NO.73
2009年1月 『『脳出血妊婦たらい回し事件』について』
    東成区医師会理事 宮本 肇


  三十年程前、私が産婦人科医として勤務していた時から産婦人科の救急を受け入れてくれる病院はほとんど無かった。他科は妊婦というだけで引いてしまう。産婦人科をやっていて胎児が死亡する。胎児が変になることに対するトラブルが多いからである。妊婦が異常事態になった時母体を助けるか、胎児を助けるか、医者側の選択は母体側を助けることを優先するが、患者及び患者家族がその時点で即胎児をあきらめるかどうかが問題である。妊婦が異常事態になった時胎児がどうなろうと医者に一切文句を言わないといった環境が必要である。妊婦が脳動脈瘤の破裂でクモ膜下出血を起こしている疑いがある時先述した様な環境にあれば、産婦人科医は大病院の脳外科に連絡を取る。クモ膜下出血なら緊急手術が必要な為二〜三の大病院に連絡すれば受け入れてもらえる。ついでに三十何週の妊婦ですがそちらの方で分娩(帝王切開)もお願いしますと言えばよい。

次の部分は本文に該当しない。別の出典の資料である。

PR #437, opened 2020-02-09
Linting of core subpackage + clean up imports

sr-murthy:
* Linting of core package
* Clean up imports

### DIFF
--- a/tox.ini
+++ b/tox.ini
@@ -7,6 +7,7 @@ deps=
     py27: mock
 commands=python -m unittest discover -v tests
 [flake8]
+ignore=E501
 exclude=
     .git,
     dist,
--- a/tox.ini
+++ b/tox.ini
@@ -7,7 +7,7 @@ deps=
     py27: mock
 commands=python -m unittest discover -v tests
 [flake8]
-ignore=E501
+max-line-length = 99
 exclude=
     .git,
     dist,
--- a/tox.ini
+++ b/tox.ini
@@ -11,4 +11,5 @@ ignore=E501
 exclude=
     .git,
     dist,
-    docs
+    docs,
+    examples
--- a/spotipy/client.py
+++ b/spotipy/client.py
@@ -12,10 +12,10 @@ __all__ = [
 import json
 import sys
 import time
+import warnings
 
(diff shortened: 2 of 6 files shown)


tox.ini
```diff
@@ -7,7 +7,9 @@ deps=
     py27: mock
 commands=python -m unittest discover -v tests
 [flake8]
+ignore=E501
```
stephanebruckert: Not sure we want to ignore lines too long? Perhaps we should change the max line length instead?

sr-murthy: OK, sure, what do you recommend?

sr-murthy: I just run `flake8`.

The changes also include reordering imports into blocks - first block containing standard lib. imports, second block containing external 3rd party imports, third block containing internal imports. Also, ensuring ascending order within blocks.

Nothing significant in terms of functionality, but it would be nice to keep imports clean and tidy.

stephanebruckert: Cool you are also using flake8, I suggest to add this setup.cfg file then? https://stackoverflow.com/a/42325590/1515819

stephanebruckert: About the reordering of the imports, I totally agree it's nicer, but there is good chances that the next developer will "forget" to order them the same way. Need to see if we can add a rule that checks this automatically.

stephanebruckert: Actually use a `.flake8` file instead of `setup.cfg`, this way it will be obvious that we are using flake8 http://flake8.pycqa.org/en/2.6.0/config.html#per-project

sr-murthy: According to the documentation flake8 can be configured via the tox ini, so I'll just add the line length instruction and update the PR. I hope that's OK.

sr-murthy: A tool that parses modules to check for proper import block structure would be quite useful - who knows, perhaps someone out there has already written one!

stephanebruckert: Yes looks like there is https://stackoverflow.com/a/58804315/1515819 but it involves a pre-commit as it's not available as a flake8 rule.

I'm gonna merge this PR for now. We can still add that later if we've got time

Thanks for that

事実三十年前私が産婦人科の勤務医であった時妊娠中毒症で入院されていた患者が夜(私が当直医であった)意識消失を何回か起こし、クモ膜下出血の疑いがあった為、脊髄穿刺を行い(当時CTは一般的ではなく、私の勤務病院にはなかった。)血性髄液を引いた。大病院の脳外科に連絡したら血性髄液なら当院へ送れとの事であった。ついでに患者は三十何週の妊婦ですが、そちらで分娩までよろしくお願いしますと依頼した経験があります。

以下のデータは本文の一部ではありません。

PR #438, opened 2020-02-10
Prompt option to always show a dialog when giving permissions to Spotify

JohannesPertl:
The ```show_dialog``` field is added as an option to util.prompt_for_user_token().

This is necessary if you want to authenticate multiple users in a row


stephanebruckert:
Thanks for that @JohannesPertl, looks good!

この様に妊婦が異常事態になった時、胎児がどうなっても患者や患者家族が医者とトラブルを起こさないといった環境が大切なのです。さもなければいかに医者不足で医者を増やそうと産婦人科医不足は解消されない上にこの状態が十年続けば、今度は新しい産婦人科医を指導する産婦人科医もなくなってしまう産婦人科完全崩壊の事態となってしまう。